Friday, August 26, 2005

Are you rich?

She is standing amidst the parched mulch. Three children under the age of five, spanning from the nucleus mother into opposite directions. I'm in my car. The sun warms the black leather of its interior through the open sunroof. National Public Radio highlights its story on bird influenza throughout provinces of Thailand. My silver luxury vehicle is braying for its cruise pass the five dollar-a-day latte store. Hand on gear shift, I wave. She pauses, imbibing familiarity, and waves back.

She's been a friend for almost five years. She is from Bangladesh. Her husband leaves her at home with the children while he works twelve hour days soliciting ads for a small community newspaper.

She is standing amidst the parched mulch at the playground of a children's private school. In about an hour the playground, now desolate except for my friend and her children, will be inundated with uniformed school children who pay more per hour of schooling than her husband makes.

I close the sunroof of my car, step out, and click my doors locked from the top of the hill.

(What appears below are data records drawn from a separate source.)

PR #29, opened 2020-05-21
Add waitall & waitany MPI bindings

pmarguinaud:


src/eckit/mpi/Serial.cc
```diff
@@ -192,6 +192,15 @@ Status Serial::wait(Request& req) const {
...
 
+std::vector<Status> Serial::waitall (std::vector<Request> & rq) const {
+    throw NotImplemented ("Serial::waitall", Here ());
+}
+
+Status Serial::waitany(std::vector<Request> &, int &) const
+{
+    throw NotImplemented ("Serial::waitany", Here ());
+}
+
```
wdeconinck, line 203: Both `Serial::waitall()` and `Serial::waitany()` could be implemented simply by making using of the existing `wait()`.
In this serial implementation of isend/ireceive, internal buffers are being kept alive for each request, and the copy will only happen upon the wait.

pmarguinaud: Hello Willem,

I do not know the Serial class; are you sure that depending on the order we process the request list, this could not lead to a deadlock ?

Philippe

pmarguinaud: Hello Willem,

I have looked at the `SerialRequest` class. Requests of this kind have a `test` method which always returns `true`; this implies that no deadlock can ever happen, but that it also hard to implement decently the `waitany` method : if `waitany` is called multiple times on a vector of requests, then it is not possible to pick a request and decide that is has completed (because all of them have already completed).

Another possibility would be to call wait for all requests and stick to the standard which says that : 

> If all of the requests are MPI_REQUEST_NULL, then indx is returned as MPI_UNDEFINED, and status is returned as an empty status. 

But if we do that, then code such as : 

```
    int count = rqr.size (); 
    while (count > 0)
     {   
       int ireq = -1; 
       mpi::Status st = comm.waitany (rqr, ireq); 
       EXPECT (st.error () == 0); 
       count--;
     }   
```
is guaranteed to deadlock, unless the user tests `ireq == MPI_UNDEFINED`. 

The other issue is that MPI_UNDEFINED is not available in Serial.cc (compiled without MPI).

What should I do here ?

wdeconinck: I see the problem now, but only for waitany, right?

Would it be sufficient if there was a mechanism to mark requests as completed?

pmarguinaud: Yes, you are right, for waitall, it is sufficient to loop on the list of requests, I did it and it works.

But for waitany, we need to to return a different ireq each time it is called, which means some extra information is required; maybe the solution you propose will work, I do not know the Serial class well enough.

Philippe

wdeconinck: I can take your branch and figure out a solution to make waitany work in Serial.

FussyDuck:
[CLA assistant check](http://claassistant.ecmwf.int:80/ecmwf/eckit?pullRequest=29) <br/>Thank you for your submission! We really appreciate it. Like many open source projects, we ask that you all sign our [Contributor License Agreement](http://claassistant.ecmwf.int:80/ecmwf/eckit?pullRequest=29) before we can accept your contribution.<br/>**1** out of **2** committers have signed the CLA.<br/><br/>:white_check_mark: pmarguinaud<br/>:x: wdeconinck<br/><sub>You have signed the CLA already but the status is still pending? Let us [recheck](http://claassistant.ecmwf.int:80/check/ecmwf/eckit?pullRequest=29) it.</sub>

wdeconinck:
I noticed a test was missing for the Serial backend.
I added that, which is basically running the same test twice, once with MPI (comm.size()==4), and once without MPI.
I of course then needed to then implement`Serial::waitany` and `Serial::waitall`, which seems to pass now.

pmarguinaud:
Thank you Willem.

wdeconinck:
This capability has been merged in develop and master and available in tagged version 1.12.0 see 548cc0a17dadc4f00df694e7f348ece9c8294709

PR #42, opened 2022-02-11
YAML parser: handle block style quoted associative array key

matthewrmshin:
This change ensures that quoted associative array entry keys in _block style_ are parsed correctly by the YAML parser. For example, consider the data where we have to use number-like strings as associative array keys. We have to quote the numbers like this:

```yaml
# block style
"10": ten
"20": twenty
```

which should be equivalent to:

```yaml
# flow style
{"10": "ten", "20": "twenty"}
```

The parser did not parse the _block style_ version correctly before this change.

### DIFF
--- a/src/eckit/parser/YAMLParser.cc
+++ b/src/eckit/parser/YAMLParser.cc
@@ -193,10 +193,6 @@ struct YAMLItemKey : public YAMLItem {
         YAMLItem(item->indent_, item->value_) {
 
         YAMLItemLock lock(item);  // Trigger deletion
-
-        std::string v(value_);
-        ASSERT(v.size());
-        value_ = toValue(v.substr(0, v.size() - 1));
     }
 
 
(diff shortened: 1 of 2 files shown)


FussyDuck:
[CLA assistant check](http://claassistant.ecmwf.int:80/ecmwf/eckit?pullRequest=42) <br/>Thank you for your submission! We really appreciate it. Like many open source projects, we ask that you sign our [Contributor License Agreement](http://claassistant.ecmwf.int:80/ecmwf/eckit?pullRequest=42) before we can accept your contribution.<br/><sub>You have signed the CLA already but the status is still pending? Let us [recheck](http://claassistant.ecmwf.int:80/check/ecmwf/eckit?pullRequest=42) it.</sub>

tlmquintino:
Thanks for the contribution and for including a unit test.

PR #43, opened 2022-03-09
Add verbose output stream

neill-b:
### Description

The debug output stream is useful to track the progress of an application and check the values of quantities used in calculations. However, we have found several cases in which the debug stream can produce an excessive amount of output. This can happen when, for example, it is placed inside a for loop. In a simple unit test there may only be a few lines of output, but in a full operational test that could suddenly turn into thousands of essentially redundant lines.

She sees my approach, and hurries towards me.

"Stay there," I yell to her, as I tip-toe down the hill in my 3-inch heels. I repeat my friendly command.

I grab her hand in greeting, and pull her into an embrace. She strokes my back and asks me how I've been.

The little ones congregate around my interruption. The younger two teeter on fledging legs, as sweetly as their mother investigates my well-being.

I tell her, "Enough about me."

She tells me she is expecting a fourth child. She is perhaps twenty-five now. She shows no signs of distress or irritation. Only gratitude, as she pulls strawberries from her insulated lunchbox, to feed her youngest child. His tiny mouth envelopes the strawberries' sweetness, until moments later when he releases its undigested pulp into her hands.

"Hold on," as I reach into my designer tote and pull out a compact of neatly-folded tissues. I hand them to her one by one until the last one swipes his red mouth to pale pink.

"Oh! I'm so sorry I've used all of your napkins!" she says. Her voice is like purity of newly settled snow.

I laugh in both horror and insouciance.

As if on cue, her daughter returns from a jaunt in the playsand, requesting her younger brothers' fruit. My friend pulls her keys out and makes her way towards her husband's car, atop the hill. I grab the keys from her hand. I insist on going for her. She is in her first trimester of pregnancy. She has three young children clamoring for her attention. My children are inside the school. I am free. She acquiesces at first. Follows me. I turn around and smile at her.

"Please," I beg. "Please. I'll do it."

She thanks me, as though I've just disembarked on a journey of days for her.

When it's time for me to leave, she says that she also has to head towards the school. She is meeting someone else inside. She grabs her bags and her children, both in triples, and heads towards the hill. I stop, grab the pile of napkins she has set at the edge of the picnic table, a contemporary scultpure of red, brown and white.

She retreats in horror. "Oh... I can't believe I did that! You can't do that. I'm so sorry," she says, embarassed.

I'm so humbled by her.

I walk the trash to its place, and meet her at her car. She fights the children for her keys, the embattled keyhole bearing the scars of a constant war. The toddler is placed in a lightweight stroller. She hangs two bags on her shoulders. I hug her again, tell her to take care of herself, not to work herself too hard. I tell her I'll call her for a visit to her house. Keep her company while her husband is at work.

"May you be rewarded with what is best. Thank you," she tells me. "You are always there to help me."

"Please don't say that," I retort, as I think about the countless times I have let her down. I'm embarassed by her gratitude, and would ask for a rescindment if I knew that it would not insult her.

She walks away. Her children scurry towards the school buses parked in parallel lines on the lot. She follows them with the stroller, the wheels squeaking with every revolution.

I beep my cars doors open, slide into the warm seat, turn the key in the ignition. Sunroof open. NPR broadcasting. I pass her along the way, standing by the buses.

She is perhaps the richest woman I know.